(Bloomberg) -- Jerry Z. Muller is a professor of history at the Catholic University of America known for his finely wrought accounts of capitalism’s intellectual origins. John Doerr is the billionaire chairman of venture capital firm Kleiner Perkins Caufield & Byers, known for his early investments in the likes of Amazon.com Inc. and Google. They both have new books out about performance measurement. Muller’s is titled “The Tyranny of Metrics.” Doerr’s is “Measure What Matters: How Google, Bono, and the Gates Foundation Rock the World with OKRs.”
Muller’s book is, as you might expect, more elegant and erudite than Doerr’s. It is also, as you might not expect, shorter. Here’s what I really didn’t expect, though: Muller and Doerr more or less agree about the use and misuse of metrics.
I picked up Doerr’s book right after finishing Muller’s this past weekend mainly because the juxtaposition amused me. And yes, stylistically they’re really different! But a core message of both books is that while standardized numerical performance measurement usually doesn’t work, nonstandardized metrics sometimes can.
Muller’s indictment of performance metrics is that they are overused, especially in government and nonprofit settings, and frequently create perverse incentives.
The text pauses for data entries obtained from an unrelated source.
PR #278, opened 2024-11-06
fix: add asset sometimes errors

### LINKED ISSUE #277: Add Asset sometimes generates on error
there’s an issue i see sometimes on elevator dev with the new ui

1. login with a local user
2. bring up menu to add an asset
3. select a template, click submit
3. land at an error page about unknown template

Maybe what happens is that when you hit submit, you’re falling into the legacy interface, and then it redirects you through shibboleth to see if it can bring up a passive elevator session so if you try again, it works, because now you have that cookie set

jxjj:
On dev. LMK if there's a better approach or if it interferes with some other functionality.

resolves #277

### DIFF
--- a/package.json
+++ b/package.json
@@ -36,6 +36,7 @@
     "dompurify": "^3.0.3",
     "focus-trap": "^7.4.3",
     "geojson": "^0.5.0",
+    "js-cookie": "^3.0.5",
     "mapbox-gl-esri-sources": "^0.0.5",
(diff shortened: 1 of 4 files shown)


cmcfadden:
ah sorry, didn't know you were working on this. I fixed this on the server side a few months ago, in 54999af0e415b1aaa97570d80def92cc85b151c7. Just didn't remember this issue was open.

jxjj:
good enough!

He’s not against all measurement, just against what he calls “metric fixation,” which is characterized by these three beliefs:
- “that it is possible and desirable to replace judgment … with numerical indicators of comparative performance based on standardized data.”
- “that making such metrics public … assures that institutions are actually carrying out their purposes.”
- “that the best way to motivate people within these organizations is by attaching rewards and penalties to their measured performance.”
Doerr is out to proselytize an approach he calls objectives and key results (OKR for short), which he learned from the late, great Andy Grove at Intel Corp. in the late 1970s and has been pushing on the companies he invests in ever since. It entails setting a goal, agreeing on a few (usually three to five) key results that would indicate progress toward that goal, and frequently revising or replacing them. The OKR process is not standardized, it’s not necessarily comparative, and it’s generally not directly linked to compensation. It also shouldn’t just be handed down from on high — “teams and individuals should be encouraged to create roughly half of their own OKRs,” Doerr writes. And while OKRs should be transparent to others within an organization, there’s usually no need to share them with the outside world.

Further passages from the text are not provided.